Why is "go" spelled with the same vowel as "do" and "to" since it is pronounced differently?

Solution 1:

The question posed

Why is “go” spelled with the same vowel as “do” and “to” since it is pronounced differently?

makes an incorrect presupposition. That's the cause of the problem.
Deny the presupposition and the problem goes away.

That presupposition is that

English spelling represents English pronunciation.

This is False.

The fact is that the spelling of modern English words does not give more than a vague guide to their pronunciation.

Vowels, especially, are terribly inconsistent, because there are fourteen phonemic vowels in American English (see the list here -- there are even more in other dialects), all represented by only five vowel letters, in many traditional ways, all inconsistent. Each way was designed centuries ago by people who knew no phonetics, spoke many languages and dialects (not all of them English), and thought they were writing Latin.

Any dictionary will tell you the spelling of English words. A good dictionary (which American dictionaries are not, alas) will also give the pronunciation in IPA or Kenyon-Knott. Spelling and pronunciation are separate, and should be learned separately, like the singular and plural forms of German nouns.

So the answer is that go is spelled with the same vowel as do and to because that's how they're spelled. There is no other reason. No matter what your English teacher told you. Sorry; it's not their fault, though -- they were taught this lie, too.

Solution 2:

How do we decide pronunciation for english words?

Pronunciation of many (probably all) English words has varied over time and from place to place.

As you have noted, spelling is not a foolproof guide to current pronunciation in any specific place. This is particularly true as spelling currently varies from place to place (e.g. color and colour).
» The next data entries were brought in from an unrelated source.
PR #2648, opened 2024-05-31
[ECP-9249] Support new Ideal payment flow

candemiralp:
**Description**

Ideal has introduced a new payment flow with a full redirected shopper journey. This PR upgrades Adyen Web components version to v5.65.0 to support this new flow.

Issuer selection functionality has been removed with this update and moved to the Ideal hosted page.

Screenshot 2024-05-30 at 11 54 36

Screenshot 2024-05-30 at 11 54 46

**Tested scenarios**

- E2E test flow has been updated [here](https://github.com/Adyen/adyen-integration-tools-tests/pull/119).


khushboo-singhvi (approved):

raoulritter (approved):

aschrammel:
Hi @candemiralp 

your description says, that the issuer selection is removed with this update.
Unfortunately I'm running into the error, that the Adyen API returns a `Missing payment method details: issuer` error (caused by `\Adyen\Service::requestHttp` on line 90) as soon as I try to place the order. This - in the checkout - results in an `Error with payment method, please select a different payment method.` (catched in `\Adyen\Payment\Gateway\Validator\CheckoutResponseValidator::validate` on line 130).

We're on Magento 2.4.6-p6 and trying to upgrade the Adyen integration from 9.4.1 to 9.6.2 at the moment.
Could you please give any advice? Thanks a lot.

xxuanng:
Root cause for this: in TEST, if you already have iDEAL added as a payment method, you are probably using the acquirer account iDealSim. This is the simulator for the old flow and will break with this new feature. 

Solution: add iDEAL in Customer Area again and make sure the acquirer account added this time is AdyenIdeal. This is the acquirer account for the new flow. 

Note: in LIVE, the change to the new flow works ootb, no change in payment method setup in Customer Area required.

aschrammel:
Thanks a lot for the feedback - that was exactly the reason 😄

We decide how to pronounce a written word in any of the following ways.

  • By hearing how people around us pronounce the word.
  • By looking in a dictionary that provides a guide to pronunciation.
  • By guessing based on how we most often pronounce other words with a similar spelling.

The result may be judged correct in some places at some times yet be judged incorrect elsewhere or elsewhen.

Why 'go' pronounce as 'go' and not 'goo' [as in 'do']?

The idea of standardised spelling is a relatively modern one. Shakespeare quite happily wrote his name using many different spellings. It was only with the advent of dictionaries that spelling gradually became frozen in whatever choice of letters the dictionary compilers selected. The early compilers do not appear to have been especially concerned about consistency between spelling and pronunciation. Noah Webster was a bit of an exception.

Words that today have similar spellings may have, in the past, had spellings that differed more widely and which reflected different pronunciations. Such words may have originated in different languages and have spellings adopted from those differing languages - which may have had different rules of pronunciation.

So the contradictions you identify might arise from an unfortunate convergence of spelling changes or from a difference in source language or even from an arbitrary change in pronunciation (e.g. in "the great vowel shift").

Solution 3:

As Reg Dwight said in a comment, they have different historical pronunciations:

the "o" in go was originally an /ɑː/, while the "o" in do and to was originally an /oː/. So they were always different to begin with, and even the Great Vowel Shift could do nothing about it, because different vowels shifted into different directions.

Go and do happen to be spelled the same because in Middle English, the time period when much of the current English spelling system was formed, their vowels were fairly similar (/ɔː/ and /oː/ respectively), and there are not as many vowel letters in the alphabet as there are vowel sounds in English. But they have never been pronounced the same.